I call several local suppliers, with whom I have, shall we say, a rapport, and run message-boy Miko’s description by them. Arturo at the casino (where he is by far the busiest dealer), confirms a portly source of much recent custom. I make a business proposition and we arrange to meet within the hour. Upon my instruction, Arturo rings the mobile number Miko gave him and offers him the drugs equivalent of a fire-sale: he tells him he’s having to get off the island in a hurry, and as he can’t take his stash with him, the whole lot is available at a knock-down price, for a limited time only. Hurry, hurry, hurry. Miko goes for it with all the restrained dignity of a piranha, agreeing to a meet early this evening. I pay Arturo the shortfall in the price arranged with Miko, plus a little more for his trouble, then head for a tool-hire outlet in the industrial area of town.
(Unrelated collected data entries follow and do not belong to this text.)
PR #9345, opened 2016-10-12
Update crypto/ssh to support ED25519 SSH keys

### LINKED ISSUE #5156: unsupported key type "OPENSSH PRIVATE KEY"
Remote execution fails if you have a "new-format private key". This means you're not able to protect your private key with a KDF, which is a Good Thing to do.

Output received:

```
Error applying plan:

1 error(s) occurred:

* Failed to parse key file "[XXX PRIVATE KEY DATA XXX]": ssh: unsupported key type "OPENSSH PRIVATE KEY"
```

The OpenSSH man page section about KDF support:

```
     -a rounds
             When saving a new-format private key (i.e. an ed25519 key or any
             SSH protocol 2 key when the -o flag is set), this option speci-
             fies the number of KDF (key derivation function) rounds used.
             Higher numbers result in slower passphrase verification and
             increased resistance to brute-force password cracking (should the
             keys be stolen).
```

passcod:
ED25519 key support was added in golang/crypto@1e61df8. This is
needed to parse and support "new format" SSH keys prefixed with:

    -----BEGIN OPENSSH PRIVATE KEY-----

Fixes #5156


jen20:
Hi @passcod! Thanks for opening a pull request. I agree this does need to be done - however I think there is an issue with the way `govendor` has been used to generate the diff - we have multiple commit SHAs for the same git repository. Could you take a look at rectifying this prior to merging? Thanks!

passcod:
Ah, originally I'd done a

    govendor fetch golang.org/x/crypto

but that vendored the entire crypto repo, which, looking at the existing vendor.json, I thought you were trying to avoid (you're only pulling the SSH subpath). So instead I ran

    govendor fetch golang.org/x/crypto/ssh

which updated the ssh subpath and then pulled in the ed25519 subpaths along because they're dependencies I guess.

Should I remove crypto/ssh and fetch in the entire crypto library?

stack72:
Hi @passcod 

Thanks for the work here - I have just updated the dependency in #9661

Thanks

Paul

passcod:
Thanks

PR #9347, opened 2016-10-12
[WIP] aws/provider: OpsWorks instance registration (and layer assignments)

hydroxide:
Unfortunately, AWS OpsWorks instances don't support all of the features that regular EC2 instances do. Therefore it is sometimes necessary to first create regular EC2 instances and then register them to an OpsWorks stack.

For this I have created a new "aws_opsworks_registration" resource. The problem, however, is that instances cannot be registered to an OpsWorks stack using just the SDK. The "aws opsworks register" command needs to be run locally from the instance. I would very much appreciate **any insight or suggestions** regarding building this logic into my resource (somehow referencing the logic for remote-exec provisioners - I have dug around the code a bit but didn't see any clear way to do this).

The following is a working example of using this resource. I would like to encapsulate the provisioner within the resource.

```
provider "aws" {
    region = "us-east-1"
}

resource "aws_instance" "foobaz" {
    ami = "ami-c481fad3"
    instance_type = "t2.micro"

    provisioner "remote-exec" {
        inline = ["aws opsworks register --infrastructure-class ec2 --stack-id ${var.opsworks_stack_id} --local --region us-east-1 && sleep 200"] // Sleep to make sure registration and setup complete..

        connection {
            ...
        }
    }
}

resource "aws_opsworks_registration" "foobaz" {
    instance_id = "${aws_instance.foobaz.id}"
    stack_id = "${var.opsworks_stack_id}"
    layer_ids = ["${var.opsworks_layer_id}"]
}
```

### DIFF
--- a/builtin/providers/aws/resource_aws_directory_service_directory.go
+++ b/builtin/providers/aws/resource_aws_directory_service_directory.go
@@ -336,7 +336,7 @@ func resourceAwsDirectoryServiceDirectoryCreate(d *schema.ResourceData, meta int
 				d.Id(), *ds.Stage)
 			return ds, *ds.Stage, nil
 		},
-		Timeout: 30 * time.Minute,
+		Timeout: 45 * time.Minute,
 	}
 	if _, err := stateConf.WaitForState(); err != nil {
 		return fmt.Errorf(


harveyxia:
Was there any follow up discussion for this feature?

I watch Miko emerge from a BMW and approach the casino, walking as ever like a gorilla bursting for a shite. He’s dressed in an evening suit in an attempt to look inconspicuously respectable, but given that primate gait and his mangled features, the jacket and tie in between look sufficiently incongruous that he might as well be wearing a T-shirt stating ‘In-bred gangster trash’. I watch him enter the casino, then try his car door and find it unsurprisingly open. It’s a common conceit among these criminal also-rans that people – especially their fellow crooks – are somehow aware of how baaad they are and would therefore never dare fuck with their person or their property. I lie down in the rear footwell and prepare to disabuse Miko of both presumptions.

He returns inside ten minutes, giggling like a kid who’s raided the candy shop. I wait for him to place his prize in the glove compartment and reach for the ignition before spiking him in the neck with a hypodermic full of thiopentone. He reacts reflexively with a slap, thinking the jab is an insect bite, by which time the agent is already in his blood and my silencer in his face.

‘Sweet dreams,’ I tell him.

Miko awakes to find himself strapped securely to a steel table in a low-ceilinged, windowless room. We are in the cellar of my villa, in the hills overlooking the port, but Miko doesn’t know this. Nor does he know that he’s about to become nostalgic for the hospitality of those Russian soldiers.

He comes round slowly, groggily at first, but sharpens up very quickly as he takes in his surroundings and realises the circumstances. I remain behind him at the head end of the table. If he strains his neck muscles he can see me, but for now he is scanning the cold stone walls, bare but for cobwebs, and the ancient, dustbound workbench to his right. On it sit a rusted but serviceable vice, a power-drill, an electric paint stripper, a hacksaw, a boombox and a feather duster. His breathing accelerates and his arms test the restraints. I’m guessing it’s not the duster that’s spooked him, but some people do have awfully ticklish feet. You never can tell.